Anyway regarding the optimization issue causing the HARDFAULT, I have been trying to find the reason for it but I can't. Initializing the variables fixes the issue but I don't know why, any ideas @aabadie? A fix could be just initializing them all.

    /* Read RX2 datarate */
    uint8_t dr = 0;
    pos += eeprom_read(pos, &dr, 1);
    DEBUG("[semtech-loramac] reading rx2 dr: %d\n", dr);
    semtech_loramac_set_rx2_dr(mac, dr);
kYc0o commented 5 years ago

@fjmolinas can you try to send the confirmable messages after a reset with settings saved to eeprom? (when the settings are saved and no join is necessary).

fjmolinas commented 5 years ago

@kYc0o I'm getting the same behaviour as you. I'll keep looking into it.

aabadie commented 5 years ago

The only thing that is stored on EEPROM in the MAC context is the uplink counter value, see here. All other information is read once during initialization or written when the user explicitly does this (when calling loramac save from the shell for example).

Can you try to comment out the call to _save_uplink_counter from the event loop ? Then erase the information on EEPROM, join the network, save, reboot and send.

kYc0o commented 5 years ago

I did it and I have the same behaviour. I suspect now #11541, which changed completely the receiving mechanism.

aabadie commented 5 years ago

I suspect now #11541, which changed completely the receiving mechanism.

But you said initially that it was working without periph_eeprom feature. And your bisect doesn't point to #11541.

kYc0o commented 5 years ago

True, I'll need to make more tests by removing some of the newly introduced commits to check what's exactly triggering the problems.

fjmolinas commented 5 years ago

@kYc0o where you able to isolate the problem from your new commits? Are you still facing this problem?

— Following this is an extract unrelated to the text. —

PR #187, opened 2018-01-17
Fix LT-18788: Not able to use FLEx Bridge 3.0 If we try to export Lex…

JamesPrabu:
* Given meaningful message and fixed crash

### DIFF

aabadie commented 5 years ago

Some good news with this issue: I was able to reproduce the issue on im880b board (same CPU) and could fix it (hopefully).

In fact, I found several issues:

I still need to do more testing before opening PRs.

kYc0o commented 5 years ago

@fjmolinas yes the issue is still present.

@aabadie thanks for your investigations! I'll test your fixes and try to get a bit deeper into the reasons. I'll post if I find something.

aabadie commented 5 years ago

@kYc0o #11783 should solve your issue. I also opened #11777 to address the last point.